Das Fraunhofer ISIT in Schleswig-Holstein hat nun bekanntgegeben, wofür es seinen Förderteil von 19,3 Millionen Euro ausgeben möchte. Zum einen werden damit Geräte zum Aufbringen piezoelektrischen und magnetischen Materialien auf Silizium sowie Aufdampfanlagen für optische und Infrarot-Beschichtungen angeschafft. Auch Ofensysteme, in denen Glaswafer geformt werden sollen, stehen auf der Einkaufsliste. „Die Halbleiterbranche gehört zu den Industrien mit der schnellsten Abfolge von neuen Technologien. Modernste Prozessgeräte werden in der Wirtschaft in fünf bis maximal sieben Jahren abgeschrieben und durch neue Generationen ersetzt“, erläutert ISIT-Leiter Axel Müller-Groeling. Mit den geplanten Neuanschaffungen wäre das ISIT in der Lage, Bauelemente wie Magnetfeldsensoren, optische Mikroscanner oder Mikrolautsprecher für die Industrie zu entwickeln.

Zum anderen plant das ISIT, Anlagen für die Erschließung von Galliumnitrid (GAN) als Materialbasis für innovative Leistungsbauelemente zu entwickeln. Mit Galliumnitrid wollte etwa Audi die Reichweite von Elektroautos maßgeblich erhöhen, noch sind die Ergebnisse aber nicht auf der Straße.

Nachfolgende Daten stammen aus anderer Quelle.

PR #265, opened 2020-06-30
add forecast fill to report schema

alorenzo175:
still need tests and final name of field from https://github.com/SolarArbiter/solarforecastarbiter-core/pull/493

### DIFF
--- a/sfa_api/schema.py
+++ b/sfa_api/schema.py
@@ -1143,6 +1143,7 @@ class ReportParameters(ma.Schema):
         title='Forecast Fill Method',
         description=(
             'How to fill missing forecast values before calculating metrics.'),
+        default='drop'
     )
     costs = ma.Nested(
         CostSchema,
--- a/sfa_api/schema.py
+++ b/sfa_api/schema.py
@@ -1096,6 +1096,36 @@ class CostSchema(BaseCostSchema):
     pass
 
 
+class ForecastFillField(ma.Field):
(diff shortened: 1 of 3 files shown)


alorenzo175:
also related https://github.com/SolarArbiter/solarforecastarbiter-dashboard/issues/292

sfa_api/schema.py
```diff
@@ -1116,6 +1139,11 @@ class ReportParameters(ma.Schema):
             " Unlocalized times are assumed to be UTC."),
         validate=TimeLimitValidator()
     )
+    forecast_fill_method = ForecastFillField(
+        title='Forecast Fill Method',
+        description=(
+            'How to fill missing forecast values before calculating metrics.'),
+    )
```
lboeman, line 1146: Adding default and missing values here would be good. Looks like "drop" is the default in core. Could leave out the default to have it be an optional post parameter. Then we wouldn't have to store it, but users would get it in the response.

lboeman: @alorenzo175 Sorry, I should have been more clear, I think having missing here is more important to support existing forecasts, so that the value will be included in responses for reports that are missing this key in the db.

alorenzo175: I think `default` is actually what we want to support existing reports so that the field shows up in the API response even if it is not in the stored json. https://marshmallow.readthedocs.io/en/stable/quickstart.html#specifying-defaults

In der Halbleitelektronik werden bisher vor allem Silizium-Leistungsschalter genutzt, „die elektrischen Eigenschaften der Transistoren sind jedoch am theoretischen Limit“, erklärt das ISIT den Forschungsbedarf. Andererseits sei Galliumnitrid noch recht schwer bearbeitbar und es besteht großer Entwicklungsbedarf, „damit sich GaN für die Herstellung von Leistungsbauelementen industriell durchsetzen kann“, sagt Holger Kapels, ISIT-Geschäftsfeldleiter Leistungselektronische Systeme.

Wichtige Anwendungsbereiche der Mikroelektronik

Entwickelt wurde die Mikroelektronik einst für die Raumfahrt, aber sie ist längst in der Industrie angekommen. Branchen wie der Maschinen- und Anlagenbau, aber auch die Automobilindustrie sind zunehmend auf mikroelektronische Anwendungen angewiesen. So finden sich mikroelektronische Bauteile etwa in Maschinensteuerungen, im Arbeitsspeicher von Computern, in der Motorsteuerung von Fahrzeugen und in jedem Smartphone.